Key Info

Basic Information

Portrait: Prof. Dr. Max Christian Lemme © Copyright: Stefan Hense
Prof. Dr. Max Christian Lemme
Faculty / Institution:
Electrical Engineering and Information Technology
Organizational Unit:
Chair of Electronic Devices
Project duration:
01.09.2012 to 31.08.2017
EU contribution:
1.498.687 euros
  EU flag and ERC logo This project has received funding from the European Research Council (ERC) under the European Union’s Seventh Framework Programme for research, technological development and demonstration (Grant agreement No. 307311)  
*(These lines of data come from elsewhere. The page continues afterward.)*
PR #289, opened 2023-07-28
Update keystoneapi to use service override

stuggi:
Removes creation of routes for keystoneapi as those get done in the openstack-operator. Via service overrides the openstack-operator customize the services for the endpoints to the desired state specified in the ctlplane CR using externalEndpoints or the service override in the keystone template.

Jira: [OSP-26690](https://issues.redhat.com//browse/OSP-26690)

Depends-On: https://github.com/openstack-k8s-operators/lib-common/pull/313


controllers/keystoneapi_controller.go
```diff
@@ -452,59 +451,89 @@ func (r *KeystoneAPIReconciler) reconcileInit(
...
+				condition.RequestedReason,
+				condition.SeverityInfo,
+				condition.ExposeServiceReadyRunningMessage))
+			return ctrlResult, nil
+		}
+		// create service - end
+
+		// TODO: TLS, pass in https as protocol, create TLS cert
+		apiEndpoints[string(endpointType)], err = svc.GetAPIEndpoint(
+			svcOverride, data.Protocol, data.Path)
```
gibizer, line 526: Does TLS needs work in every service operator? I thought one major reason to do all this work is to be able to implement TLS in a single place.

controllers/keystoneapi_controller.go
```diff
@@ -452,59 +451,89 @@ func (r *KeystoneAPIReconciler) reconcileInit(
...
 
-	for _, metallbcfg := range instance.Spec.ExternalEndpoints {
-		portCfg := keystonePorts[metallbcfg.Endpoint]
-		portCfg.MetalLB = &endpoint.MetalLBData{
-			IPAddressPool:   metallbcfg.IPAddressPool,
-			SharedIP:        metallbcfg.SharedIP,
-			SharedIPKey:     metallbcfg.SharedIPKey,
-			LoadBalancerIPs: metallbcfg.LoadBalancerIPs,
+	for endpointType, data := range keystoneEndpoints {
+		endpointName := keystone.ServiceName + "-" + string(endpointType)
```
gibizer, line 467: This feels duplicated information between here and https://github.com/openstack-k8s-operators/openstack-operator/pull/416/files#diff-dc49c70e72e8b711bfefebe68ede374400ee1c2c0fe24c4a25a1a6c352a1a489R128

api/v1beta1/keystoneapi_types.go
```diff
@@ -150,37 +151,14 @@ type KeystoneAPISpec struct {
...
-	// SharedIP is true, but no SharedIPKey specified.
-	SharedIPKey string `json:"sharedIPKey"`
-
-	// +kubebuilder:validation:Optional
-	// LoadBalancerIPs, request given IPs from the pool if available. Using a list to allow dual stack (IPv4/IPv6) support
-	LoadBalancerIPs []string `json:"loadBalancerIPs,omitempty"`
+// APIOverrideSpec to override the generated manifest of several child resources.
+type APIOverrideSpec struct {
+	// Override configuration for the Service created to serve traffic to the cluster.
+	Service []service.OverrideSpec `json:"service,omitempty"`
```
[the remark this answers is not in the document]
stuggi: yes, correct, it is an override per endpoint type the operator supports. I was considering to switch to a single service (with multiport if the OSP service requires), but Sean mentioned in a discussion we had that it might be useful/required to use different LoadBalancer service types per endpoint. I kept it to be a list to align with what we have for externalEndpoints if that makes sense, e.g. https://github.com/openstack-k8s-operators/openstack-operator/blob/main/config/samples/core_v1beta1_openstackcontrolplane_network_isolation.yaml#L25

controllers/keystoneapi_controller.go
stuggi: We'll create the certs for public/internal in a single place and pass in a named secret to the service operator to be used. if that secret is passed (name != "") we need to set https for the internal endpoint. Thats why here is a small follow up required for TLS, in addition to pass in the certs to the deployments

controllers/keystoneapi_controller.go
```diff
@@ -452,59 +451,89 @@ func (r *KeystoneAPIReconciler) reconcileInit(
...
+			},
+		)
+
+		// Create the service
+		svc, err := service.NewService(
+			service.GenericService(&service.GenericServiceDetails{
+				Name:      endpointName,
+				Namespace: instance.Namespace,
+				Labels:    exportLabels,
+				Selector:  serviceLabels,
```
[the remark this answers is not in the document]
stuggi: this is the Selector for routing the traffic to the end pod. it is not related to the route

controllers/keystoneapi_controller.go
stuggi: I initially moved keystone.ServiceName to be defined in the api module. we can have it there and use it in both places?

api/v1beta1/keystoneapi_types.go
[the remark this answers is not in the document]
gibizer: OK then lets describe in the doc of this field that one override per endpoint type is expected.

controllers/keystoneapi_controller.go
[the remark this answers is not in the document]
gibizer: ack. I got it now.

controllers/keystoneapi_controller.go
gibizer: let's discuss this further on https://github.com/openstack-k8s-operators/openstack-operator/pull/416#discussion_r1294803990

controllers/keystoneapi_controller.go
gibizer: Could we just hide the protocol logic via the serviceOverride? So when the openstack-operator configures TLS it also adds a protocol override to the service.

api/v1beta1/keystoneapi_types.go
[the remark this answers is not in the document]
stuggi: changed to be map[string]...

stuggi:
closing in favor of #307

PR #293, opened 2023-08-01
envtest: Use latest bug fix version of k8s

kajinamit:
This is follow-up of ee391d33f9b47ec6cf0e731d80f1f9cb6a0dee96 and updates the version string so that the latest bug fix version of 1.26 release is used instead of using the specific bug fix version.


stuggi (approved):
/lgtm

PR #294, opened 2023-08-02
Skip redundant update when removing a finalizer

kajinamit:
We don't have to update a CR when the CR does not contain the finalizer being removed.


abays (approved):
/lgtm

PR #298, opened 2023-08-07
Create separate secrets for token keys and credential keys

kajinamit:
... so that we can support more than two keys without modifying the logic.

### DIFF
--- a/controllers/keystoneapi_controller.go
+++ b/controllers/keystoneapi_controller.go
@@ -684,7 +684,18 @@ func (r *KeystoneAPIReconciler) reconcileNormal(ctx context.Context, instance *k
 	// Create secret holding fernet keys (for token and credential)
 	//
 	// TODO key rotation
-	err = r.ensureFernetKeys(ctx, instance, helper, &configMapVars)
+	err = r.ensureFernetKeys(ctx, instance, instance.Name+"-fernet", helper, &configMapVars)
+	if err != nil {
+		instance.Status.Conditions.Set(condition.FalseCondition(
+			condition.ServiceConfigReadyCondition,
+			condition.ErrorReason,
+			condition.SeverityWarning,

Integrating Graphene Devices


Technology requirements for future IC systems include low power computing and communication, sensing capabilities and energy harvesting. These will unlikely be met with silicon technology alone. The proposed research therefore investigates graphene as a potential alternative technology and contributes to bridging the “valley of death” in innovation that is all too present in Europe. In detail, the proposal focuses on the experimental exploration of novel (opto-) electronic devices and systems based on graphene. Strong emphasis is put on integration, defined as an interdisciplinary approach combining graphene manufacturing, graphene process technology, device engineering and -physics as well as system design. This kind of approach is urgently needed in order to open new horizons for graphene, because it enables a transition from fascinating science to a realistic demonstration of graphene’s application potential in electronics and optoelectronics. The first requirement for the applicability of graphene in ICT is a scalable graphene fabrication technology that can be co-integrated with silicon. The second logical aspect to be investigated is the intricate relationship between process technology and graphene device performance. The third aspect to be considered when discussing integration is how devices can be integrated in existing or future systems, including questions of circuit design. Will graphene systems outperform existing solutions and thus replace them? Will new functionalities emerge and generate novel applications? Hence, the key objectives of this proposal are: 1) a scalable, CMOS compatible large area fabrication technology for graphene and graphene devices, 2) demonstration and assessment of performance advantages and new functionalities of RF graphene devices, 3) high performance graphene-based optoelectronic devices integrated with silicon technology and 4) experimental exploration of the performance potential of graphene-based integrated systems.

Additional information

Prof. Lemme transferred his grant to University of Siegen, where it was also finalised in 2018, from his former Host Institution, the Royal Institute of Technology in Stockholm (KTH).